- The paper introduces a VAE-based NRI model that infers latent interaction graphs and predicts future states from observational data.
- It employs an encoder-decoder framework with MLP, CNN, and GNN components to capture complex inter-agent dependencies.
- Experimental results show near-perfect recovery and improved prediction accuracy in physics simulations, motion capture, and sports tracking data.
Neural Relational Inference for Interacting Systems
Interacting systems are pervasive across multiple domains, including physical systems, biological systems, and even complex societal dynamics. Neural Relational Inference (NRI) presents a robust framework for understanding such systems, aiming to infer the implicit interactions within these systems from observational data alone. This paper introduces the NRI model, an unsupervised approach that leverages a variational auto-encoder (VAE) architecture with graph neural networks (GNNs) to simultaneously infer latent interactions and dynamics.
Model Architecture
The NRI model consists of two main components: an encoder and a decoder. The encoder infers the latent interaction graph based on observed trajectories, while the decoder predicts future states by leveraging the inferred graph. The encoder uses a multi-layer perceptron (MLP) or convolutional neural network (CNN) to transform node features into edge features, effectively capturing potential interactions between nodes by passing messages along the graph.
Encoder
The encoder views the entire system as a fully connected graph, utilizing MLP or CNN transformations followed by attentive pooling to compute representations:
1
2
3
4
5
6
7
8
9
10
|
x = self.mlp1(x) # 2-layer ELU net per node
x = self.node2edge(x)
x = self.mlp2(x)
x_skip = x
x = self.edge2node(x)
x = self.mlp3(x)
x = self.node2edge(x)
x = torch.cat((x, x_skip), dim=2)
x = self.mlp4(x)
return self.fully_connected_out(x) |
This encoding process ensures that the model captures non-trivial dependencies in the data, essential for understanding complex interactions.
Decoder
The decoder can be either a Markovian or Recurrent structure. The Markovian decoder performs single-step predictions, while the Recurrent variant uses a gated recurrent unit (GRU) to predict multi-step future states, conditioning on past states and inferred interaction types:
1
2
3
4
5
6
7
8
9
10
11
12
|
pre_msg = self.node2edge(inputs)
for i in range(start_idx, num_edges):
msg = F.relu(self.msg_fc1[i](pre_msg))
msg = F.relu(self.msg_fc2[i](msg))
msg = msg * edge_type[:, :, :, i:i + 1]
all_msgs += msg
agg_msgs = self.edge2node(all_msgs)
hidden = torch.cat([inputs, agg_msgs], dim=-1)

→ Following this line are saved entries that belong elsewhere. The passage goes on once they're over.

PR #1007, opened 2022-09-24
Remove unused proxy_fix

AaronDewes:
With uvicorn, you can use [CLI flags](https://www.uvicorn.org/deployment/#running-behind-nginx) to achieve the same. These could probably also be added to `lnbits/server.py` (I'm still manually running Lnbits using the uvicorn command, so I just do that normally).

proxy_fix does not seem necessary anymore.


callebtc:
Thank you, code removal is beautiful!

PR #703, opened 2022-07-05
Docker compose

tomichec:
This PR integrates the docker-compose based installation. It includes lnbits, postgres and tor-node service (to serve over onion network).

Using this installation is a simple way to get the lnbits up and running publicly within minutes.

PR #1008, opened 2022-09-25
Brianoflondon/docker compose for lnbits

brianoflondon:
This adds a very simple `docker-compose.yml` file to the repo and a little bit more info in the `.env.example` to help get things set up especially connecting to a LND REST api on a service like Voltage.

### DIFF
--- a/.env.example
+++ b/.env.example
@@ -13,7 +13,7 @@ LNBITS_DEFAULT_WALLET_NAME="LNbits wallet"
 LNBITS_AD_SPACE=""
 
 # Hides wallet api, extensions can choose to honor
-LNBITS_HIDE_API=false 
+LNBITS_HIDE_API=false
 
 # Disable extensions for all users, use "all" to disable all extensions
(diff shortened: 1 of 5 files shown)


dni:
imho it does not make a lot of sense to add a docker-compose only to start lnbits itselfs, you could just run docker by itself no composing needed.

i would make a little bit more sense if you had added a postgres container and maybe ssl offloading with nginx.

can you PR https://github.com/lnbits/lnbits/pull/1008/commits/e931bc3f008b603bc22d535f54a1fc1d9bc7de47 only, this is a valid fix.

brianoflondon:
The more examples you give, the more people are likely to get this stuff working, yes I probably will add a postgress to this at some point but I have no idea when. In the meantime, perhaps just having this here will encourage someone else. Adding a DC doesn't take anything away and might just help someone along the way. Do what you want with my contributions.

tomichec:
This is possible duplication with https://github.com/lnbits/lnbits/pull/703

However, that was rejected on the basis that it requires other software and here you require other software to be included.

PR #1025, opened 2022-09-30
Extension for Standard Sats Hedge Service

somes731:
Ready and working with Eclair backend.

I am going to update documentation for https://github.com/standardsats/kollider-hedge and may be prepare docker-compose for LNBits, Postgres and Kollider-hedge.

pred = F.relu(self.out_fc1(hidden)
pred = F.relu(self.out_fc2(pred)
pred = self.out_fc3(pred)
return inputs + pred |
By separating interactions into different edge types, the decoder enables nuanced modeling of varying interaction effects.
Experimental Results
The NRI model demonstrates efficacy across several simulated and real-world datasets:
- Physics Simulations: Including particles connected by springs, charged particles, and phase-coupled oscillators, the NRI model achieves near-perfect unsupervised recovery of interaction graphs and robust future state predictions.
- Motion Capture Data: When applied to human motion data, the model significantly outperforms predictive baselines, capturing dynamic dependencies among joints effectively. Moreover, dynamically re-estimating the latent graph improves prediction accuracy.
- Sports Tracking Data: For NBA player tracking data, NRI distinguishes itself by learning interpretable edge types relevant to basketball plays, such as distinguishing between ball handler interactions and other players.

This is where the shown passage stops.